Meine prostitutionstechnische Sozialisation, als Schüler, fand in Frankfurt statt - und da gab's nur Laufhäuser. Also war für mich Prostition mit Laufhaus identisch.
Mein Weltbild als Junghurer kam völlig ins Wanken, als ich in anderen Städten keine solchen Laufhäuser fand.
In Berlin z.B. Dort gibt es inzwischen ein Laufhaus Hase. Aber das als Laufhaus zu bezeichnen, ist nur aus der Verlegenheit entstanden. Das berlintypische Puff ist eigentlich das Wohnungspuff. Aber das Laufhaus Hase ist in einem aus 2 Hälften bestehenden Knusperhäuschen untergebracht, das kann man schwer als Wohnung vermarkten. Und so erfand die Betreiberin, die auch sonst kreativ ist und Kunstausstellungen und Performances in ihrem Puff veranstaltet, das Laufhaus neu für Berlin. Hat aber nur rein gar nix mit dem Pascha oder Frankfurter Laufhäusern zu tun.
Als Schüler, ohne viel Moneten, latschte ich das Dutzend Laufhäuser im Frankfurter Bahnhofsviertel und auch die in der Breiten Gasse (hässlich und kalt, weil neu) oft abends ab. Körperertüchtigung, die nichts kostete im Gegensatz zu den Fitnessstudios.
Ich kannte die Treppenhäuser im Schlaf, jede Windung, jedes Knarzen, jede nachgebende Stufe, wo man acht geben musste, nicht abzurutschen. Und immer wieder das Ausweichen in den engen Treppenhäusern, die ja fast alle so um 1900 erbaut sind.

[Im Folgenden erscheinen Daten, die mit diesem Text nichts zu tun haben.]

PR #8394, opened 2024-10-16
config/output: Fix default panel orientation and cleanup

kennylevinsen:
An issue was reported where default panel orientation no longer worked, and found it to be caused by the configuration `find_output_config` used as a starting point. This in turn was something sway always would apply during config loading, but it likely never had any effect as outputs tended to not show up during that time.

Instead, remove these initial values and make it so that `queue_output_config` fills out all output states even for unset config options, and without regard for the current output state.

### DIFF
--- a/sway/config/output.c
+++ b/sway/config/output.c
@@ -692,6 +692,13 @@ static void dump_output_state(struct wlr_output *wlr_output, struct wlr_output_s
 		sway_log(SWAY_DEBUG, "    adaptive_sync: %s",
 			state->adaptive_sync_enabled ? "enabled": "disabled");
 	}
+	if (state->committed & WLR_OUTPUT_STATE_SCALE) {
+		sway_log(SWAY_DEBUG, "    scale:         %f", state->scale);
+	}
+	if (state->committed & WLR_OUTPUT_STATE_SUBPIXEL) {
+		sway_log(SWAY_DEBUG, "    subpixel:      %s",
+			sway_wl_output_subpixel_to_string(state->subpixel));
+	}
 }
 
 static bool search_valid_config(struct search_context *ctx, size_t output_idx);
@@ -906,9 +913,8 @@ static bool apply_resolved_output_configs(struct matched_output_config *configs,
 		backend_state->output = cfg->output->wlr_output;
 		wlr_output_state_init(&backend_state->base);
 
-		sway_log(SWAY_DEBUG, "Preparing config for %s",
-			cfg->output->wlr_output->name);
 		queue_output_config(cfg->config, cfg->output, &backend_state->base);
+		dump_output_state(cfg->output->wlr_output, &backend_state->base);
 	}
 
 	struct wlr_output_swapchain_manager swapchain_mgr;
--- a/sway/config/output.c
+++ b/sway/config/output.c
@@ -285,7 +285,6 @@ static void set_mode(struct wlr_output *output, struct wlr_output_state *pending
 	mhz = mhz <= 0 ? INT_MAX : mhz;
 
 	if (wl_list_empty(&output->modes) || custom) {
-		sway_log(SWAY_DEBUG, "Assigning custom mode to %s", output->name);
 		wlr_output_state_set_custom_mode(pending, width, height,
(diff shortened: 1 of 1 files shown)


kennylevinsen:
Note: I don't have a panel with a drm panel orientation to test, would be nice with user validation.

diederikdehaas:
I was the one who reported that issue as I had that problem with my Pine64 PineTab2.

After I fixed my ``rot8`` invocation (by adding ``--display DSI-1`` as parameter), things started to work \o/

The changes I made to ``~/.config/sway/config`` were as follows:

```
input "1046:911:Goodix_Capacitive_TouchScreen" {
        map_to_output DSI-1
}
...
exec rot8 --display DSI-1
```

It does look like the PineTab2's mount-matrix DeviceTree param should be improved, but that's unrelated to this PR, but sway did react properly and changed the orientation of the screen/display when I changed the orientation of the device. So you can add my:

Tested-by: Diederik de Haas <didi.debian@cknow.org>

Thanks a lot for this and the extremely quick response to my issue :-D

diederikdehaas:
Possibly worth noting: I applied these commits on top of 1.10-rc3; luckily they applied cleanly.  
If this PR is accepted/merged, I'd very much like it backported to the v1.10 branch (so it can make it into Debian Trixie).

kennylevinsen:
Thanks for testing!

sway/config/output.c
```diff
@@ -527,24 +527,23 @@ static bool finalize_output_config(struct output_config *oc, struct sway_output
...
+			break;
+		case SCALE_FILTER_LINEAR:
+		case SCALE_FILTER_NEAREST:
+			output->scale_filter = scale_filter_new;
+			break;
+	}
+	if (scale_filter_old != output->scale_filter) {
+		sway_log(SWAY_DEBUG, "Set %s scale_filter to %s", oc->name,
+			sway_output_scale_filter_to_string(output->scale_filter));
+		wlr_damage_ring_add_whole(&output->scene_output->damage_ring);
```
Nefsen402, line 532: Bypassing scene and applying damage like this isn't ideal. The internal pending_damage thing also needs to be updated ideally. We aren't communicating this damage with the backend. But the scale filtering is already a hack...

Nefsen402:
"config/output: Remove initial values in find_output_config" has a typo in the message: "intiial"

sway/config/output.c
kennylevinsen: Yeah, it's not great - that part is still carried over from the original code though. It just got moved to this "finalize" helper when modeset got introduced, and now got a slight change to be more stable. :/

kennylevinsen:
> "config/output: Remove initial values in find_output_config" has a typo in the message: "intiial"

Ah, thanks!

sway/config/output.c
```diff
@@ -482,23 +479,20 @@ static void queue_output_config(struct output_config *oc,
 		// same value as the clients'.
 		float adjusted_scale = round(scale * 120) / 120;
 		if (scale != adjusted_scale) {
-			sway_log(SWAY_INFO, "Adjusting output scale from %f to %f",
-				scale, adjusted_scale);
 			scale = adjusted_scale;
 		}
+		wlr_output_state_set_scale(pending, scale);
```
Nefsen402, line 470: nit: wlr_output_state_set_scale is invoked last for both branches. Either move it out or declare the `float scale;` inside the branches.

sway/config/output.c
Nefsen402: I think I originally authored that. We might need to take a page out of labwc and vendor a damage function.

Nefsen402:
This cleanup is well appreciated. It makes sense to lock an output state to a sway output configuration instead of trying to append the state to the output.

Nefsen402 (approved):

sway/config/output.c
kennylevinsen: Ah yeah that section is still rather silly. Cleaned it up quite a bit.

kennylevinsen:
Thanks for the review!

diederikdehaas:
Awesome, thanks :-)  
Is there something I can/need to do to get this backported to the v1.10 branch?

Dabei fiel mir auf, dass es zu den guten Sitten gehört, sich nicht anzuschauen. Also immer schön stur aneinander vorbei, ja kein Blickkontakt. Und einen Dritten anzusprechen, Witze zu machen, das ging schon mal gar nicht. Ich lernte: käuflicher Sex ist eine zu ernste Angelegenheit, um den Menschen zu entfalten, allenfalls das Triebtier in einem.

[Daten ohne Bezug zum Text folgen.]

PR #8399, opened 2024-10-20
backport:  config/output: Fix default panel orientation and cleanup

kennylevinsen:
Backports: config/output: Fix default panel orientation and cleanup (#8394)

Fixes an issue where initial panel orientation is not respected.


diederikdehaas:
\o/

PR #8400, opened 2024-10-20
backport:  layer_shell: Arrange exclusive zone clients first

kennylevinsen:
Backport of  layer_shell: Arrange exclusive zone clients first #8385

Restores 1.9 layer shell ordering behavior.


emersion:
Thanks, but I've already cherry-picked these.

Und bald kapierte ich, warum man sich besser nicht anschaut. Denn da traf ich den ersten Nachbarn. Ich sah ihn erst auf der Taunusstraße. Ich war neugierig und folgte ihm. Er klapperte alle Laufhäuser ab, in der Taunus, Elbe, Mosel. Irgendwann verlor ich den Sichtkontakt.
Plötzlich stand er vor mir. Wohlerzogen sagte ich: "Ach guten Abend, Herr...". Er aber wortlos an mir vorbei, schnellen Schrittes, mich keines Blickes würdigend. Das waren auch die letzten Worte, die ich für den Rest seiner Tage an ihn richten konnte. Denn, wenn immer er mich sah, sah er weg und verdrückte sich. Ich meine, im normalen Leben.

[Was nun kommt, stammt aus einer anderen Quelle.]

PR #8408, opened 2024-10-25
desktop/output: chase wlroots private fields update

vyivel:
This will be replaced with a proper solution later.


emersion (approved):
Thanks!

Discussion about this:

```
17:28:13 <emersion> hm so sway uses wlr_scene_buffer.buffer_width
17:28:19 <emersion> not sure what to do here
17:28:45 <emersion> we can't grab from the buffer because it goes away once uploaded
17:28:59 <emersion> texture may not exist yet, and is private anyways
17:29:50 <emersion> maybe we should have separate mag_filter_mode/min_filter_mode
17:30:23 <emersion> or maybe just leave as a TODO to fixup later and use WLR_PRIVATE
17:35:32 <vyivel> maybe a node size getter
17:35:45 <vyivel> not very useful for trees though
```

Beim Ausweichen in den engen winkeligen Treppenhäusern traf ich im Verlaufe der Zeiten noch ein paar andere aus dem Familien- und Bekanntenkreis. Einmal auch einen Schwager von mir. Immer dasselbe: weggucken, nichts sehen, und erst recht nicht darüber sprechen. Ich traf ihn dann ja auch auf Familienfesten. Ein braves verklemmtes Kerlchen, total unterdrückt von meiner Schwester. Ich sprach ihn nicht darauf an und sprach auch mit niemandem in der Familie darüber.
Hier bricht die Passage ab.